The definition of claim is really a critical element of a PI policy since it determines a) so what can trigger policy and b) when policy is triggered. All policies respond once the claim is first made contrary to the insured. However, the precise time of when it's 'made' isn't always that simple. Both areas to check out for are:

Written demand or notice OR written or verbal demand or notice
Demand or notice for compensation or damages OR demand or notice seeking a legal remedy (including injunctions)
The sooner it is possible to move from the "circumstance that might bring about a claim" to a genuine claim to that your policy responds the higher. A written demand or notice seeking a legal remedy would supply the broadest definition of claim. Similarly, legal remedy language would respond when there's yet to be, or is not any claim for damages.

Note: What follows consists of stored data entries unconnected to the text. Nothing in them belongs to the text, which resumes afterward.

PR #206, opened 2021-10-29
fix(x-plugin): Fix no results message flash on load.

tajespasarela:
EX-4951

This PR fixes the No results message flashes on load.

Steps to reproduce:

1- load with a query in URL multiple times
2- Sometimes you'll see the No Results Message flashes momentaneously

### DIFF
--- a/packages/x-components/src/store/utils/status-store.utils.ts
+++ b/packages/x-components/src/store/utils/status-store.utils.ts
@@ -31,7 +31,7 @@ export interface StatusMutations {
  *
  * @public
  */
-export type RequestStatus = 'success' | 'loading' | 'error';
+export type RequestStatus = 'success' | 'loading' | 'error' | '';
 
 /**
  * Sets the request status. Can be used as a mutation.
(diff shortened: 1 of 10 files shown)


packages/x-components/src/store/utils/status-store.utils.ts
```diff
@@ -31,7 +31,7 @@ export interface StatusMutations {
  *
  * @public
  */
-export type RequestStatus = 'success' | 'loading' | 'error';
+export type RequestStatus = 'success' | 'loading' | 'error' | '';
```
javieri-empathy, line 34: Just to keep the semantic naming, I would probably use `'initial'` instead of `''`

javieri-empathy (commented):
I think it works. Tested with CPU & network slowdown:

- From `success` with **no** results to `success` with no-results
- From `success` with **no** results to `success` with results
- From `success` with results to `success` with results
- From `success` with results to `success` with **no** results
- URL Load with **no** results
- URL Load with results

javieri-empathy (approved):

pmareke (approved):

Each insurer's definition varies and that means you should browse the policy carefully. It really is imperative that you will be alert to the policy definition of claim to enable you to identify whenever a claim has been made against you. Because of the claims made and notified nature of PI policies highlighted above, failure to declare a claim or circumstance could jeopardise cover. Policies include a prior knowledge / prior circumstance exclusion, which remove cover for circumstances you're aware of ahead of inception of the policy. A lot of disputes and indemnification issues relate with such exclusions.

Reinstatement versus Aggregate Limit

On the facial skin of it, a limit of indemnity with a reinstatement and a limit of indemnity having an aggregate of double the limit can happen to function as same. Regarding a reinstatement, where there's been a loss and the limit has been exhausted or partially exhausted, the insurer will reinstate the entire limit of indemnity for the rest of the time. An aggregate limit alternatively you could end up multiple reinstatements of the limit before aggregate limit is exhausted.

The easiest way to show is with a good example. An insured includes a PI policy with a $1M limit of indemnity and something automatic reinstatement. Three separate claims are brought against them through the policy period with costs and compensation totalling $250K, $1M, and another for $250K (for the reason that order). Following the initial claim, the insurer would reinstate the entire $1M limit, despite the fact that there's only been a partial exhaustion. Another claim was a limit loss which may fully exhaust the available per claim limit and aggregate designed for the remainder of the time. The next claim of $250K would therefore be uninsured.

On the other hand, if the policy had aggregate limit of $2M the available limit for the policy period would only be reduced by the quantity of the claim/s. In the aforementioned example, all claims will be paid by the policy and there will be an additional $500K designed for the remainder of the time.

This can be a subtle variation but certainly important where there's the prospect of multiple claims. The wording of the reinstatement clause differs from insurer to insurer plus some effectively offer an aggregate limit. Much like every item discussed, you should browse the product carefully.

Every policy differs and the headings and words used usually do not always carry exactly the same meaning. You should browse the document carefully to comprehend the amount of cover provided. Probably the most comprehensive policy may possibly not be probably the most expensive and, even though it really is, the enhanced coverage afforded may warrant the excess expenditure.